Steven Muenzer

My parents were born in Germany, married, and immigrated to the United States as 1939 came to an end. World War II had already started when they left Holland on the last boat—the Rotterdam. They managed to escape—aided by an aunt living in New York—what so many didn’t, couldn’t.

The genesis of "Farewell Berlin" was an exploration of what their life must have been like, what they experienced and endured, as the Republic died and the Third Reich rose to power. While not their specific story, some family lore was thrown into the mix. "Farewell Berlin" was his first book. I practiced law for thirty years and lives in St. Paul, MN with my wife Jeanne Scott, a psychologist in private practice.

Why write a book? I always wanted to, but never found the time. Retirement eliminated that excuse. I spent four years writing and editing "Farewell Berlin", a historical novel, a work of fiction.

Why this topic? I was always interested in the interwar period, the deadly calm between two devastating wars. Democracy was in its infancy in Europe and there was so much creativity—Berlin was a center of culture: music, art, literature, cinema, and the sciences. And Jews were in the forefront.

Germany was my parent’s world, but unfamiliar to me. My father was born in Berlin, my mother in Zwickau in Saxony. They married in Berlin, leaving in 1939, on the last boat out of Rotterdam. My father was 29, my mother 26. They survived—most of my father’s large family didn’t; my mother’s family immigrated to Palestine. My parents didn’t come from someplace familiar, the Minneapolis north side or Chicago, places I know or could know.

I set out to understand their world, the everyday indignities, what they must have endured from 1933 to 1939. I wanted to feel what they felt. That probed to be a difficult task, but I tried. It was at times depressing, but satisfying for moments I felt part of their world: the small and not so small indignities, the legal prohibitions, the attacks, and shattered relationships. That history is well documented, so I rooted around, researched, and read.

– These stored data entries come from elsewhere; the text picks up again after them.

PR #693, opened 2022-11-15
Basic page_allocator and frame_allocator init for aarch64

NathanRoyer:
This PR builds on #688 and adds the following kernel crates in aarch64:

`page_allocator` and `frame_allocator` contained duplicate modules which I moved to a separate crate: `static_array_collections`. Apart from that, no modification was required in these.

`memory_struct` was modified for the removal of ELF- and multiboot-related code; the local `page_allocator` and `frame_allocator` depend on that local `memory_struct`.


aarch64/kernel/nano_core/main.rs
```diff
@@ -0,0 +1,103 @@
...
+        }
+    }
+
+    let _callback = frame_allocator::init(
+        free_regions.iter().flatten(),
+        reserved_regions.iter().flatten(),
+    )?;
+
+    // for now, virtual addresses will be above 4GB
+    page_allocator::init(VirtualAddress::new_canonical(0x100_000_000))?;
```
kevinaboos: why, is this just a random choice?

Also, small nit: typically octal numbers are grouped in 3, while hex numbers are grouped in 4: `0x1_0000_0000`

kevinaboos (changes requested):
Looks pretty good to me! I left a small comment, but have a couple more things here:

1. can you merge in the changes from `theseus_main` into here? that way github will only show the differences since your last PR #688, which is easier to read. You'll actually want to do that for all PRs on an ongoing basis too - just a heads up.
2. did you change anything in the `page_allocator` or `frame_allocator`, or were they already sufficiently arch-independent? I'd like to have that knowledge as part of the PR comments / commit msg.

aarch64/kernel/nano_core/main.rs
NathanRoyer: Basically; I wanted to test the init function and chose a value which I was sure wouldn't cause issues; once we have an ELF aarch64 kernel we'll be able to use the original limit defined with KERNEL_OFFSET and the ELF layout.

NathanRoyer:
> can you merge in the changes from `theseus_main` into here? that way github will only show the differences since your last PR #688, which is easier to read. You'll actually want to do that for all PRs on an ongoing basis too - just a heads up.

Yes

> did you change anything in the `page_allocator` or `frame_allocator`, or were they already sufficiently arch-independent? I'd like to have that knowledge as part of the PR comments / commit msg.

`page_allocator` and `frame_allocator` contained duplicate modules which I moved to a separate crate: `static_array_collections`; apart from that, no modification was required; `memory_struct` was modified for the removal of ELF- and multiboot-related code; the local `page_allocator` and `frame_allocator` depend on that local `memory_struct`.

aarch64/kernel/nano_core/main.rs
kevinaboos: sounds good, we'll accept it for now.

aarch64/kernel/nano_core/main.rs
```diff
@@ -30,16 +36,53 @@ fn main(
...
+    let mut free_index = 0;
+    let mut reserved_regions: [Option<PhysicalMemoryRegion>; 32] = Default::default();
+    let mut reserved_index = 0;
+
+    for descriptor in mem_iter {
+        let size = descriptor.page_count as usize * PAGE_SIZE;
+        if size > 0 {
+            let (dst, index, region_type) = match descriptor.ty {
+                MemoryType::CONVENTIONAL => (&mut free_regions, &mut free_index, MemoryRegionType::Free),
+                _ => (&mut reserved_regions, &mut reserved_index, MemoryRegionType::Reserved),
```
kevinaboos: There's an important distinction here. The concept of "reserved" memory in the frame allocator is likely different than the concept of what UEFI/bootloaders consider to be "reserved".

In the frame allocator, "reserved" means that it is still available to be used and allocated, but that it is memory dedicated for a special purpose (e.g., device MMIO). Thus, it has to be specifically requested by address. A general allocation request (where no address is requested) cannot allocate from reserved memory.

That doesn't necessarily seem the be the same thing as the `uefi::boot::MemoryType` enum, so I don't think this `_` catch-all match variant is correct. You need to carefully go through each `MemoryType` to see which ones can be considered as "reserved" in Theseus's terminology.

I also think you need to do this for the `free_regions` too, since `MemoryType::CONVENTIONAL` probably isn't the only type of memory that can be considered as free for general purposes by Theseus's frame allocator.

We can discuss this further too in person or on discord if you're unsure about each `MemoryType` variant.

kevinaboos (changes requested):
Ok thanks, now that you've merged in the latest changes, I can more easily identify some issues.

Currently I see just one major issue, see my comment about `MemoryType`s in UEFI and how they can be translated into the `MemoryRegionType` used in Theseus's frame allocator. Once that's resolved, we can merge this.

aarch64/kernel/nano_core/main.rs
```diff
@@ -30,16 +40,61 @@ fn main(
...
+            };
+
+            let start_addr = descriptor.phys_start as usize;
+            let start_addr = PhysicalAddress::new_canonical(start_addr);
+            let end_addr = start_addr + size;
+
+            let first_frame = Frame::containing_address(start_addr);
+            let last_frame = Frame::containing_address(end_addr - 1);
+
+            let range = FrameRange::new(first_frame, last_frame);
```
kevinaboos: there's a convenience function for this that does what you want: https://www.theseus-os.com/Theseus/doc/memory_structs/struct.FrameRange.html#method.from_phys_addr

```suggestion
            let range = FrameRange::from_phys_addr(start_addr, size);
```

kevinaboos (changes requested):
Awesome, this looks very nice and clean now! 

I made one small suggestion for the `FrameRange` stuff used for `frame_allocator::init()`.

The `uefi::MemoryType` conversion routines are okay for now, but we'll need to change that once we have real UEFI support with a separate UEFI loader/runner and an ELF kernel image. Some of those areas will become re-usable after we've exited boot services, so we'll need to save their details for later (but obviously you cannot do that yet in this PR).

Finally, regarding the canonical addresses on aarch64, I don't know if what you wrote is correct. I'm not 100% certain of this, but wouldn't the physical addresses at least have some requirements, since we're forcibly only supporting 48-bit physical addresses? Thus, wouldn't we need to check that the most significant 16 bits are either `0` or `1` or some other specific set of bit values?

I'm not sure about the virtual address canonicality either, but if you have a source for your claim that there's no concept of that on aarch64, then we should include it here in a comment.

NathanRoyer:
> I made one small suggestion for the `FrameRange` stuff used for `frame_allocator::init()`.

Thanks

> The `uefi::MemoryType` conversion routines are okay for now, but we'll need to change that once we have real UEFI support with a separate UEFI loader/runner and an ELF kernel image. Some of those areas will become re-usable after we've exited boot services, so we'll need to save their details for later (but obviously you cannot do that yet in this PR).

Ok

> Finally, regarding the canonical addresses on aarch64, I don't know if what you wrote is correct. I'm not 100% certain of this, but wouldn't the physical addresses at least have some requirements, since we're forcibly only supporting 48-bit physical addresses? Thus, wouldn't we need to check that the most significant 16 bits are either `0` or `1` or some other specific set of bit values?

I agree; I'll make sure the most significant bits are always zero so that paddrs which are >= `(1 << 48)` will be invalid.

> I'm not sure about the virtual address canonicality either, but if you have a source for your claim that there's no concept of that on aarch64, then we should include it here in a comment.

Well, the most significant bits of vaddrs are for ASID, which is either 8 or 16 bits (8 as I configured it); as our ASID is zero, I can also put that check in these utility functions, however it's not really related to the x86_64 meaning of canonical addresses. I'll prepare the commit, ping me when you're online and I'll push them if you want.

kevinaboos (approved):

My parents wouldn’t talk about it and as a kid I didn’t ask. Sure, there were a few stories; and several are in the book. By then I had endless questions, but both my parent had died. So armed with those few stories; a slim memoir of escape by a relative, Herman Mahlerman called The Fugitive; and an imagination, I started writing.

I created Sonny, a young man the same age as my father, born in 1909, 23 years old when Hitler came to power in January 1933. He’s not my father—"Farewell Berlin" is not a family memoir. I imagined a Berlin in the 1930’s, the end of the Republic, the rise and consolidation of the Third Reich and filled it with fictional people. "Farewell Berlin" is a story of Sonny’s maturation: from a guy who did a little of this, a little of that to something much bigger. "Farewell Berlin" ends in the weeks after "Kristalnacht" in December 1938.

"Rest at Journey's End" picks up the story in 1939 as Europe is ready to plunge into the second conflagration in a generation and continues to the end of World War II. The action takes place in occupied France and neutral Portugal.

Both novels are adventure stories: in part a love story, at times heartbreaking, full of interesting characters, and full of action!